Nine miles later, I arrived at the Pacific Crest Trail junction and turned my back on that view. Suddenly, there was nothing and nobody. No vistas to speak of, no people to speak to. Just me and a dusty, tree-lined trail. For four days, until I exited the PCT at Mazama Village, a 200-site campground that was filled to capacity, I was completely alone in Oregon's most-visited wilderness. And it was wonderful.

Just the other day, I called Dan Jacobs, Crater Lake's backcountry district ranger, wondering if my experience had been unusual. Not at all, he said, rattling off the numbers. Last year, some 500,000 people visited Crater Lake (most during July and August), but only 1,650 ventured into the backcountry. That's just one-third of 1 percent; twice that number of people visit the park on a typical day in July. This year appears to be no different.

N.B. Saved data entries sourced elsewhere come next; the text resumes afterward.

PR #2579, opened 2025-09-01
Move format support table to only be in docs

fintelia:
This shortens the crate README by removing a big table that was mostly just filled with the word "Yes". Also rewords the section about supported formats.

### DIFF
--- a/README.md
+++ b/README.md
@@ -37,46 +37,25 @@ img2.write_to(&mut Cursor::new(&mut bytes), image::ImageFormat::Png)?;
 
 ## Supported Image Formats
 
-With default features enabled, `image` provides implementations of many common
-image format encoders and decoders.
+With default features enabled, `image` provides implementations of [many common
+image format encoders and decoders.](https://docs.rs/image/latest/image/codecs/index.html#supported-formats)
 
-<!--- NOTE: Make sure to keep this table in sync with the one in src/lib.rs -->
+Decoding support for additional image formats is provided by
+[`image-extras`](https://github.com/image-rs/image-extras), and the same plugin
+interface lets third-party crates act as format implementations for `image`. If
+the format you need to handle some other image format, check crates.io for
+crates that implement it.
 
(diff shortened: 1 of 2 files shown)


README.md
```diff
@@ -37,46 +37,25 @@ img2.write_to(&mut Cursor::new(&mut bytes), image::ImageFormat::Png)?;
...
-Other feature flags for the `image` crate:
-
-| Feature       | Description
-| ------------- | -----------
-| `rayon`       | Enables multi-threading with rayon context in some dependencies
-| `nasm`        | Enables the build-time use of `nasm` for `ravif`, requires `nasm` installed
-| `color_quant` | Includes `color_quant` as an implementation of `imageops::ColorMap`
-| `avif-native` | Enables non-Rust dependencies of `avif` (`mp4parse` and `dav1d`)
-| `serde`       | Enables `serde` integration for various structs and options
-| `benchmarks`  | This feature is used (internally) for benchmark dependencies
```
fintelia, line 79: The internal `benchmarks` feature we don't want users to enable seems like precisely the thing that shouldn't be in the readme :smile:

197g (approved):

README.md
```diff
@@ -37,46 +37,25 @@ img2.write_to(&mut Cursor::new(&mut bytes), image::ImageFormat::Png)?;
...
+With default features enabled, `image` provides implementations of [many common
+image format encoders and decoders.](https://docs.rs/image/latest/image/codecs/index.html#supported-formats)
+
+Decoding support for additional image formats is provided by
+[`image-extras`](https://github.com/image-rs/image-extras), and the same plugin
+interface lets third-party crates act as format implementations for `image`. If
+the format you need to handle some other image format, check crates.io for
```
Shnatsel, line 46: > If the format you need to handle some other image format,

probably leftover from editing

fintelia: https://github.com/image-rs/image/pull/2580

On the Fourth of July, Crater Lake's busiest day of the year, Jacobs hiked a seven-mile section of the Pacific Crest Trail and encountered only two groups, a couple and a party of eight.

"It's not a Yosemite kind of backcountry that will blow you away," admits Jacobs, who has spent the past decade walking around Crater Lake's 200,000 acres. "It's subtle." Best of all, you don't have to wait in line to appreciate it.

If you'd like Dan Jacobs' recommendations for a backcountry trip at Crater Lake, call him at (541) 594-2211, ext. 340.

For general information about the park, including fees, directions, trail maps, and backcountry rules and regulations, check out www.nps.gov/crla .

Speaking of Grand Central Station, an aside from the Did You Know file: Most New Yorkers are oblivious to the fact that the Metro North line bisects the Appalachian Trail on its run to Connecticut, and that trains will make unscheduled whistle stops for backpackers.